To find product Gross profits, the firm can estimate sales revenues, direct materials costs, and direct labor costs rather easily and rather directly. However, it is not always so easy to estimate "indirect" or "overhead" expenses. This is especially true when overhead or indirect activities support multiple products or product lines.

• Actual product overhead expenses can be very uncertain, where firms rely on traditional costing methods. In those cases, reported overhead figures often derive from allocation rules that are somewhat arbitrary. These may or may not reflect actual overhead resource usage for different products.

Besides impacting Gross profit, COGS also impacts Income statement "Profit" results that appear below Gross profit. This means, of course, that Operating profit and Net profit reflect the impact of Cost of goods sold (or Cost of Services, or Cost of Sales). Operating Expenses Impact Profits

These expenses do not impact Income statement Gross profit. This is because they appear below (after) the Gross profit line. For this reason, these expenses are sometimes called "below the line" costs. Operating expenses, however, do impact Operating profit and bottom line Net profit. Financial and Extraordinary Item Expenses Impact Profits

Extraordinary expenses and Financial expenses normally appear below Operating profit on the Income statement. Only when the firm operates in the financial industry, do financial expenses appear higher on the Income statement. For financial firms, these expenses may rightfully appear under "Cost of Services" or "Operating Expenses. Outside the financial industries, of course, these expenses impact only one profit result, bottom line Net profit. What Are Non Cash Expenses?

Non cash expenses are charges against earnings which exist solely for the purpose of reducing Net profit (thereby lowering taxes). They do not represent actual cash flow. Note that non cash expenses are not an Income statement category. They are instead a kind of expense that can appear in any of the major categories above.

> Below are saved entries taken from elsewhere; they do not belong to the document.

PR #2842, opened 2021-05-13
docs(kong-mesh) describe how to configure vault step by step

jakubdyszkiewicz:
* Added a description of how to configure Vault with Kong Mesh
* Changed inline to inlineString, which is probably more convenient for the token, you don't have to do base64
* Changed the structure of Authentication to have `## Using Vault CA` -> `### Configure Vault`, `### Configure Mesh`. mTLS to Vault is optional.

TODO:
can't get the tabs to be properly put into steps!


Bradamant3:
@jakubdyszkiewicz I copied your changes over to my release PR (#2845) where I had to fix the tabs issue differently (turns out we don't support tabs nested inside lists, it was not you). So closing this one unmerged bc taken care of there. Thank you!

PR #2857, opened 2021-05-18
Add Konnect promo banner

adamjkuhn:
### Review
@lena-larionova 

### Summary
* add promo banner
* add necessary scripts to dismiss/compress promo banner including updated localStorage var
* style promo banner & open/closed/scrolled states
* add conditional margin to page content to accomodate additional header size

### Reason
Marketing update


lena-larionova (approved):
LGTM - the broken check is due to an outage on Github Actions, and from what I can see, nothing here should cause issues with it. I ran a quick test locally as well to double-check.

PR #2872, opened 2021-05-19
[DOCU-1503] Clean up straggling 2.3 content in Gateway EE 2.4

lena-larionova:
### Review
@HCloward 

### Summary
* Update install version in EE 2.4 topics
* Update Docker note for accessing old images
* Fix statsd include
* Add 2.4 to immunity version support table
* Some minor adjustments to version-specific mentions and URLs

### Reason
https://konghq.atlassian.net/browse/DOCU-1503

### Testing
TBA


HCloward (approved):
I added an update for Immunity I needed to do for the Bintray sunsetting. Also, I think this will fix things for 2.4 anyway, but in general I think we should consider an approach that will not require an update with every release. Perhaps we just use some kind if sample text instead of a specific version number? What do you think?

lena-larionova:
> Also, I think this will fix things for 2.4 anyway, but in general I think we should consider an approach that will not require an update with every release. Perhaps we just use some kind if sample text instead of a specific version number? What do you think?

I'm inclined to agree, but we've had pushback on this before, from support. They like being able to simply copy & paste, and I'm guessing customers do as well. We should be able to figure out something with variables though... I'm just not sure how to pull the correct "real" version for every release right now.

HCloward:
Ran checks locally bc issues with GitHub Issues

PR #2879, opened 2021-05-21
Rename X-Kong-Debug to Kong-Debug

B-Galati:
### Summary
It looks like there is a typo in the doc about this header.
I found the solution on this topic https://discuss.konghq.com/t/kong-1-4-0-using-x-kong-debug-1-doesnt-seem-to-work/4949.

I know the PR is not ok. That is a conversation start. I'll be happy to finish it as required.


gszr (commented):
I can confirm the change is correct.

B-Galati:
@lena-larionova I don't need to update all the other doc version ?

lena-larionova:
> I don't need to update all the other doc version ?

@B-Galati No need, though I won't stop you if you decide to update :) We're currently sticking with updating just the latest version of the open-source gateway docs, as we're working on a better way to handle versions in the future and don't want to create extra work.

Operating expenses (OPEX) represent spending for normal business operations. OPEX may include spending for salaries and wages, insurance, floor space rental, electricity, or maintenance contracts, for instance. In brief, almost all routine expenditures a company makes are operating expenses, except for a few special non-operating costs(such as costs of financing a loan, or one-time costs for closing a plant), and except for capital expenditures.

The term capital expenditure (CAPEX) refers to spending that contributes value to the property and equipment base owned by the business. Capital asset purchases, for instance, are capital expenditures. As a result, these assets become part of the organization’s asset base. Consequently, they contribute to asset accounts on the Balance sheet.

Whether an expenditure qualifies as CAPEX or OPEX depends on what is purchased, the use of the purchase, and also upon the country’s tax laws. As a result, tax paying companies usually define specific criteria, or "rules," that qualify an acquisition as CAPEX. Expenses that do not meet these criteria are, by default, OPEX. Capitalization Criteria

Capitalization, incidentally, can include more than direct item purchases. Note that projects that build capital assets are called capital projects. And, capital projects may include expenses that do not normally qualify as CAPEX, but which do qualify when they are part of a capital project. A a result, capital projects require CAPEX funding.